The County Board of Education of Richmond County, Georgia, in 1880, established a high school for Negroes, but in 1897 it was discontinued for economic reasons, because the money to educate fifty or sixty Negroes in the high school would give the rudiments of education to two hundred of the four hundred young Negroes in the county who were crowded out. It was understood that the school would be re-opened as soon as economic considerations permitted. A Negro brought suit against the board for discrimination against his race in that the white high school to which the Board made contributions had not been closed also. The Supreme Court of that State held[[492]] that the Board had the right to establish or discontinue high schools when the interests and convenience of the people require it. There were more white children of the high-school grade than colored; therefore, the court argued, the Board was justified in continuing the white high school. The case was appealed to the Supreme Court[[493]] of the United States, which affirmed the decision of the State court. Mr. Justice Harlan, delivering the opinion of the court, said: “... while all admit that the benefits and burdens of public taxation must be shared by the citizens without discrimination against any class on account of their race, the education of the people in the schools maintained by State taxation is a matter belonging to the respective States, and any interference on the part of the Federal authority with the management of such schools cannot be justified except in the case of clear and unmistakable disregard of rights secured by the supreme law of the land.”

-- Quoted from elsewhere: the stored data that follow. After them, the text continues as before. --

PR #249, opened 2026-04-30
Optimize Gemma 4 text decode: compile-fused RMSNorm-add and gelu-mul (+23.8%)

john-rocky:
## Summary

Fuse three small graph fragments in `Gemma4DecoderLayer` into `compile()` helpers so each compiled graph spans `add+norm` or `gelu+mul` instead of emitting them as separate ops:

- Post-attention residual: `residual + RMSNorm(attnOut)`
- Post-MLP residual: `residual + RMSNorm(out)`
- PLE gating: `gelu_approx(g) * perLayerInput`, `residual + RMSNorm(g)`

The eps is hardcoded to `1e-6` to keep the compiled graph shapeless and single-instance. Every shipping Gemma 4 weight uses this value (it is the `Gemma4TextConfiguration.rmsNormEps` default).

## Numerical equivalence

`compile()` preserves graph semantics; fusion is a scheduling-level optimization, no algebraic rewrite. Output values should be bit-identical to the previous code path. Greedy output parity verified by visual inspection across all benchmark trials.

## Benchmark

Apple M4 Max (128 GB), `mlx-community/gemma-4-e2b-it-4bit`, prompt 183 tok, decode 64 tok, temperature 0, seed 42. Eight in-process trials per branch using `llm-tool` with a local `--repeat 8` flag. Trial 1 dropped as warm-up (compile lazy phase / Metal pipeline build).

Decode throughput, trials 2-8 (tok/s):

| | trials 2-8 (sorted) | median |
|---|---|---:|
| `main` | 48.2, 48.7, 50.5, 51.2, 55.4, 58.0, 59.1 | **51.2** |
| this PR | 51.9, 60.9, 61.7, 63.4, 63.8, 65.0, 66.4 | **63.4** |

→ **+23.8% decode throughput**

Prefill is unchanged (~1300-1500 tok/s in both branches), as expected — the fusions live on the per-token decode path.

The Python equivalent of these fusions on `mlx-lm` measures +2.4% on the same hardware/model. The Swift gain is larger because Swift's per-op MLX dispatch has more overhead than Python's, so consolidating ops via `compile()` recovers more of that overhead.

## Test plan

- [x] `swift build --target MLXLLM` passes (358/358, no warnings).
- [x] Decode tps measured on M4 Max as above.
- [x] Greedy output parity verified.
- [ ] Reviewers running `gemma-4-e2b-it-4bit` or `gemma-4-e4b-it-4bit` should observe similar relative speedups.

### DIFF
--- a/Libraries/MLXLLM/Models/Gemma4Text.swift
+++ b/Libraries/MLXLLM/Models/Gemma4Text.swift
@@ -9,6 +9,33 @@ import MLX
 import MLXLMCommon
 import MLXNN
 
+// MARK: - Compiled fusion fragments
+//
+// Gemma 4 uses a single rms_norm_eps (1e-6) for every RMSNorm in the model
+// (see Gemma4TextConfiguration.rmsNormEps default — all upstream Gemma 4
+// weights ship with this value). Hardcoding lets one compiled graph serve
+// every layer without per-layer specialization.
+//
+// Mirrors the upstream mlx-lm Python optimization
+// (https://github.com/ml-explore/mlx-lm/blob/main/mlx_lm/models/gemma4_text.py)
+// which fuses (residual + RMSNorm(x) * weight) and gelu(g) * other into a
+// single compiled graph. Measured ~+2.4% decode tps on M4 Max for
+// gemma-4-e2b-it-4bit at batch=1.
+
+private let kRMSEps: Float = 1e-6
+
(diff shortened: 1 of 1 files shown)


davidkoski:

davidkoski (approved):
Change looks good, thank you!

In general, where separate schools are required, it is said that they must be equal for both races; but it has been held that it is not an unjust discrimination to build more imposing school-houses for the many white children than for the few colored children; to require the children of one race to walk farther to school than the other, or to maintain high schools for one race without doing so for the other. Only a very few States have escaped altogether the question of the separation of the races in schools. Even where the State statutes have declared point-blank by statute that there shall be no distinction on account of race or color, the suits that have arisen in those States show that the school boards have tried to evade the law.